«Маленький СССР» и его обитатели. Очерки социальной истории советского оккупационного сообщества в Германии 1945–1949 | страница 48



.

Высокомерное отношение к побежденным было характерно не только для первых послевоенных месяцев. Кто-то и в конце 1946 года считал, что немцы должны уступать ему место в трамвае228. Или думал, что можно явиться к начальнику полиции и требовать, чтобы тот немедленно достал футбольный мяч, а в ответ на протесты, что это не входит в его обязанности, забирал несогласного в комендатуру и делал «такое внушение», что мяч появлялся, пусть и не футбольный229. Иные полагали, что спустить всю воду в немецком пруду, чтобы наловить побольше рыбы, – дело обычное. «Спрашивается, кому нужно такое безобразие, – возмущался на совещании руководящего состава федеральной земли Тюрингия в декабре 1946 года начальник СВА генерал-полковник И. В. Болдин. – Ведь об этом факте пишут нам немцы и знают о нем в западных зонах… Нужно понять, что война давно кончилась и в настоящее время решающее значение приобретает политика. Этого многие не понимают»230.

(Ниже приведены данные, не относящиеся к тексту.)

PR #1111, opened 2021-09-05
sci-biology/open-ephys-gui: version bump

malfatti:
This will bump `sci-biology/open-ephys-gui` to version `0.5.5`. This allows for dropping the `<gcc-9` dependency.


sci-biology/open-ephys-gui/open-ephys-gui-0.5.5.ebuild
```diff
@@ -0,0 +1,79 @@
...
+	media-libs/freeglut
+	media-libs/freetype
+	x11-libs/libXrandr
+	x11-libs/libXcursor
+	x11-libs/libXinerama
+	jack? ( || ( media-sound/jack-audio-connection-kit media-sound/jack2 ) )
+"
+RDEPEND="${DEPEND}"
+
+BUILD_DIR="$S/Build"
```
AndrewAmmerlaan, line 45:
```suggestion
BUILD_DIR="${S}/Build"
```

Btw, why do we override this? Can't we use the default?

sci-biology/open-ephys-gui/open-ephys-gui-0.5.5.ebuild
```diff
@@ -0,0 +1,79 @@
...
+
+src_configure() {
+	local mycmakeargs=( -DCMAKE_SKIP_RPATH=ON )
+	cmake_src_configure
+}
+
+src_install() {
+	dodir opt/open-ephys-"$Suffix"/ lib/udev/rules.d/
+	cp -R "${BUILD_DIR}"/Gentoo/* "${ED}"/opt/open-ephys-"$Suffix"/
+	cp -R "${WORKDIR}"/"${SubDir}"/Resources/Scripts/40-open-ephys.rules "${ED}"/lib/udev/rules.d/
```
AndrewAmmerlaan, line 70:
```suggestion
	udev_dorules "${SubDir}"/Resources/Scripts/40-open-ephys.rules
```

From `udev.eclass`

sci-biology/open-ephys-gui/open-ephys-gui-0.5.5.ebuild
```diff
@@ -0,0 +1,79 @@
...
+	dosym ../../opt/open-ephys-"$Suffix"/open-ephys usr/bin/open-ephys-"$Suffix"
+}
+
+pkg_postinst() {
+	ewarn " "
+	ewarn "You must restart the udev service in order to allow your computer to"
+	ewarn "communicate with the Open Ephys acquisition board."
+	ewarn " "
```
AndrewAmmerlaan, line 78:
```suggestion
	ewarn " "
	udev_reload
```

sci-biology/open-ephys-gui/open-ephys-gui-0.5.5.ebuild
```diff
@@ -0,0 +1,79 @@
...
+}
```
AndrewAmmerlaan, line 79:
```suggestion
}

pkg_postrm() {
     udev_reload
}

```

sci-biology/open-ephys-gui/open-ephys-gui-0.5.5.ebuild
```diff
@@ -0,0 +1,79 @@
+# Copyright 2019-2021 Gentoo Authors
+# Distributed under the terms of the GNU General Public License v2
+
+EAPI=7
```
AndrewAmmerlaan, line 4: While you're at it, could you please bump the EAPI of this ebuild? I don't expect any issues with EAPI 8 for this ebuild so it should be trivial in this case.

sci-biology/open-ephys-gui/open-ephys-gui-0.5.5.ebuild
```diff
@@ -0,0 +1,79 @@
...
+	inherit git-r3
+	EGIT_REPO_URI="https://github.com/open-ephys/plugin-GUI"
+	EGIT_BRANCH="master"
+	Suffix=$EGIT_BRANCH
+	SubDir=${P}
+elif [[ ${PV} == "99999999" ]] ; then
+	inherit git-r3
+	EGIT_REPO_URI="https://github.com/open-ephys/plugin-GUI"
+	EGIT_BRANCH="development"
+	Suffix=$EGIT_BRANCH
```
AndrewAmmerlaan, line 21:
```suggestion
	Suffix=${EGIT_BRANCH}
```

sci-biology/open-ephys-gui/open-ephys-gui-0.5.5.ebuild
```diff
@@ -0,0 +1,79 @@
...
+
+DESCRIPTION="Processing, recording, and visualizing multichannel ephys data"
+HOMEPAGE="http://www.open-ephys.org/gui/"
+LICENSE="GPL-3"
+
+if [[ ${PV} == "9999" ]] ; then
+	inherit git-r3
+	EGIT_REPO_URI="https://github.com/open-ephys/plugin-GUI"
+	EGIT_BRANCH="master"
+	Suffix=$EGIT_BRANCH
```
AndrewAmmerlaan, line 15:
```suggestion
	Suffix=${EGIT_BRANCH}
```

sci-biology/open-ephys-gui/open-ephys-gui-0.5.5.ebuild
```diff
@@ -0,0 +1,79 @@
...
+	inherit git-r3
+	EGIT_REPO_URI="https://github.com/open-ephys/plugin-GUI"
+	EGIT_BRANCH="development"
+	Suffix=$EGIT_BRANCH
+	SubDir=${P}
+else
+	SRC_URI="https://github.com/open-ephys/plugin-GUI/archive/v${PV}.tar.gz -> ${P}.tar.gz"
+	Suffix=${PV}
+	SubDir="plugin-GUI-${PV}"
+	S="${WORKDIR}/$SubDir"
```
AndrewAmmerlaan, line 27:
```suggestion
	S="${WORKDIR}/${SubDir}"
```

sci-biology/open-ephys-gui/open-ephys-gui-0.5.5.ebuild
```diff
@@ -0,0 +1,79 @@
...
+	fi
+}
+
+src_configure() {
+	local mycmakeargs=( -DCMAKE_SKIP_RPATH=ON )
+	cmake_src_configure
+}
+
+src_install() {
+	dodir opt/open-ephys-"$Suffix"/ lib/udev/rules.d/
```
AndrewAmmerlaan, line 68:
```suggestion
	dodir opt/open-ephys-"${Suffix}"/ lib/udev/rules.d/
```

sci-biology/open-ephys-gui/open-ephys-gui-0.5.5.ebuild
```diff
@@ -0,0 +1,79 @@
...
+	cp -R "${BUILD_DIR}"/Gentoo/* "${ED}"/opt/open-ephys-"$Suffix"/
```
AndrewAmmerlaan, line 69:
```suggestion
	cp -R "${BUILD_DIR}"/Gentoo/* "${ED}"/opt/open-ephys-"${Suffix}"/
```

sci-biology/open-ephys-gui/open-ephys-gui-0.5.5.ebuild
```diff
@@ -0,0 +1,79 @@
...
+	cp -R "${WORKDIR}"/"${SubDir}"/Resources/Scripts/40-open-ephys.rules "${ED}"/lib/udev/rules.d/
+	dosym ../../opt/open-ephys-"$Suffix"/open-ephys usr/bin/open-ephys-"$Suffix"
```
AndrewAmmerlaan, line 71:
```suggestion
	dosym ../../opt/open-ephys-"${Suffix}"/open-ephys usr/bin/open-ephys-"${Suffix}"
```

sci-biology/open-ephys-gui/open-ephys-gui-0.5.5.ebuild
malfatti: Unfortunately not. If we don't, I got this:
```bash
CMake Error at CMakeLists.txt:19 (message):
  Please run cmake inside the Build folder to build the binaries in the
  predefined paths.

  Set the OE_DONT_CHECK_BUILD_PATH cmake variable to TRUE to disable this
  error
```

So I guess it's easier to build it where it expects to be built :)

sci-biology/open-ephys-gui/open-ephys-gui-0.5.5.ebuild
malfatti: I tried, but then for reasons I do not understand, with `EAPI=8` cmake will try to build with an invalid build type. I could not get it to pass the configure phase with `EAPI=8`.

malfatti:
Hey @AndrewAmmerlaan,

Thanks a lot for your reviews. As I commented above, I could not drop the build dir override nor bump the EAPI version. The software expect the build dir to be under `Build/`; and with `EAPI=8` I cannot pass the configure phase (getting `invalid build type` error), even though the patch to fix this is applied correctly. CMake is somehow setting the build type to `RelWithDebInfo` instead of `Gentoo`. It's weird because `RelWithDebInfo` is actually a valid build type. I kept `EAPI=7`, since I could not solve this issue.

Cheers :)

AndrewAmmerlaan:
> Those 2 issues aside, all other suggestions were applied.

Thanks :+1: 

We should still also do `udev_reload` in the `pkg_postrm` phase, because after removing the package we should reload udev to account for the removed rules file. I'm not sure if udev misbehaves if we don't reload it after removing, but other ebuilds are doing this so it is probably the right thing to do.

> EDIT2: I got a file collision with the udev rules, as soon as I fix it I'll update all ebuilds.

You can probably just rename the rules file with `udev_newrules` instead of `udev_dorules`

malfatti:
> We should still also do `udev_reload` in the `pkg_postrm` phase, because after removing the package we should reload udev to account for the removed rules file. I'm not sure if udev misbehaves if we don't reload it after removing, but other ebuilds are doing this so it is probably the right thing to do.

Sorry I scrolled through this, now it is added.

> You can probably just rename the rules file with `udev_newrules` instead of `udev_dorules`

Just did, now all versions are merging and the software works. Thanks a lot :)

AndrewAmmerlaan:
Perfect, Thanks :+1:

Issue #1113, opened 2021-09-18
sci-mathematics/acl2-8.4 fails to compile with `books` or `doc` USE flag enabled


lucasmitrak:
sci-mathematics/acl2 was version bumped during a bug fix PR [1]. However, it seems version 8.3 and 8.4 are too different for the ebuild to be version bumped so easily. Even without these flags, the package does not compile correctly. Therefore, I suggest the original PR is implemented with the original version 8.3. If a version bump is desired, I suggest creating a bug report. Logs are attached.

[1] https://github.com/gentoo/sci/pull/1109
[logs.zip](https://github.com/gentoo/sci/files/7189400/logs.zip)

AndrewAmmerlaan:
Sorry, I can't seem to find the full build log in this zip file, could you attach it please?

Version 8.4 compiled successfully for me before, so I doubt the problem is the version bump. Maybe some incompatibility with a dependency was introduced by some version bump somewhere else? 
[acl2-8.4:20210912-073000.log](https://github.com/gentoo/sci/files/7189494/acl2-8.4.20210912-073000.log)

I'll test again and see if I can reproduce this.

lucasmitrak:
[logs.zip](https://github.com/gentoo/sci/files/7190522/logs.zip)
This zip includes the build log. This was done inside an isolated docker image using ebuildtester. I cannot think of why we are getting a different result. I think I will try installing outside of the docker image to see if it makes a difference; I will look into this later.

lucasmitrak:
@AndrewAmmerlaan  You are running sbcl version 2.1.8 according to the log file you uploaded which states "This is SBCL 2.1.8". acl2-8.4 requires a sbcl version greater then 1.5.2. The unmasked version is 1.4.9 and the next version after that is 2.1.5. So I will create a PR which adds requests a sbcl version greater then or equal to 1.5.2 and put all my evidence of this requirement there.

PR #1114, opened 2021-09-19
sci-mathematics/acl2: Require >=dev-lisp/sbcl-1.5.2 in BDEPEND 

lucasmitrak:
* Require >=dev-lisp/sbcl-1.5.2 due to addition of "--tls-limit 16384"

Currently, sci-mathematics/acl2-8.4 will not compile with the current
stable dev-lisp/sbcl-1.4.9 due to the addition of "--tls-limit 16384"
to sbcl within the created file saved_acl2. This addition is documented
in the acl-8.4 release notes [1] as "Increased the number of special
variables that can be created". Within sbcl, this new feature was added
in version 1.5.2. The news for that version [2] reads "enhancement:
command-line option '--tls-limit' can be used". Therefore attempting
to use the argument "--tls-limit 16384" with sbcl versions prior to
1.5.2 causes it to fail. Thus a minimum version requirement is needed
for acl2-8.4.

[1] https://www.cs.utexas.edu/users/moore/acl2/v8-4/combined-manual/
index.html?topic=ACL2____NOTE-8-4
[2] http://www.sbcl.org/all-news.html

Closes: #1113 

### DIFF
--- a/sci-mathematics/acl2/acl2-8.3.ebuild
+++ b/sci-mathematics/acl2/acl2-8.3.ebuild
@@ -1,51 +1,86 @@
 # Copyright 1999-2021 Gentoo Authors
 # Distributed under the terms of the GNU General Public License v2
 
-EAPI=7
+EAPI=8
 
-inherit eutils
+inherit elisp-common
 
 DESCRIPTION="Industrial strength theorem prover"
 HOMEPAGE="https://www.cs.utexas.edu/users/moore/acl2/"
-MY_PN=${PN}-devel
-SRC_URI="https://github.com/${MY_PN}/${MY_PN}/releases/download/${PV}/${P}.tar.gz"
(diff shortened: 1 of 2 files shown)


lucasmitrak:
sci-mathematics/acl2: Update 8.3 to the original intended ebuild 

* Update 8.3's ebuild to the one originally intended for 8.3

Currently, sci-mathematics/acl2-8.3 will not compile to the fixed bug
755368 [1]. This bug was fixed in PR 1109 on github [2]. However, due
to a version bump, acl2-8.3 remains unchanged. Therefore the ebuild for
8.3 should be updated to the original PR. acl2-8.3 was tested to
work with the latest unstable version of sbcl-2.1.8. With this commit,
acl2-8.3 will install successfully. Without this commit, it will not.

[1] https://bugs.gentoo.org/755368
[2] #1109

AndrewAmmerlaan:
Thanks, I revbumped the 8.3 ebuild since we are changing its `EAPI`.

Когда в январе 1947 года генерал-майору Т. Д. Дудорову потребовалось определить «линию разложения» неустойчивых советских людей, то наряду с обычными проблемами, с которыми сталкиваются все армии мира, начальник штаба УСВА федеральной земли Саксония упомянул совершенно необычный недостаток – психологию «я оккупант». За довольно корявыми объяснениями Дудорова («Да, мы оккупанты, но не ты, как личность, а мы – люди советские»231) стояла достаточно серьезная и острая проблема. Оккупационный статус советского воина-победителя воспринимался многими военнослужащими как некая личная привилегия. Это провоцировало высокомерное и бесцеремонное отношение к немецкому населению. Концепт «я оккупант» выдвигался на первое место в качестве оправдания и мотива любых вызывающих и агрессивных форм поведения. По мнению некоторых сваговцев, «советский оккупант» – это тот, кого боятся, кто является хозяином положения и постоянно это демонстрирует (и должен демонстрировать!). Просто и чрезвычайно грубо выразил подобный взгляд на отношения с немцами старший сержант Х. из военной комендатуры города Флеа. Напившись пьяным, он заявил заместителю военного коменданта по политчасти: «Мы же сильны. Чего нам бояться? Мы разбили немцев, разбили и других реакционеров. Так почему нам запрещают дать немцу в морду?»232

В 1947 году про «дать в морду» следовало категорически забыть. Ситуация изменилась. Произошел значительный сдвиг во взаимоотношениях победителей и побежденных. На партийных активах стали звучать, причем совершенно в открытую, «немецкие настроения». Так, на июльском партактиве 1947 года на защиту немцев бросился старший референт Управления информации СВАГ Т. Т. Соколка. Он, майор, решился упрекнуть генерала, начальника Политуправления, что тот в докладе лишь мимоходом затронул вопрос об отношении к немецкому населению. По мнению критически настроенного офицера, это было совершенно неверно: сейчас «еще глубоко сидит в голове отдельных наших людей отношение к немцам как к фрицам. Это было правильно в свое время, это было наше оружие в борьбе, когда мы разговаривали с немцами и давали им уроки при помощи „катюш“ и при помощи „илов“. Это было правильно тогда, но неправильно сейчас… Методы борьбы должны стать иными». Майор призывал помнить хотя бы о рабочем классе и относиться к нему с «марксистских позиций». Понятно, что нельзя прощать немцам «ни одной капли репараций», но добиваться выполнения репарационного плана любой ценой тоже нельзя. По мнению Соколки, в СВАГ имелись люди, «которые этого не понимают и не хотят понять».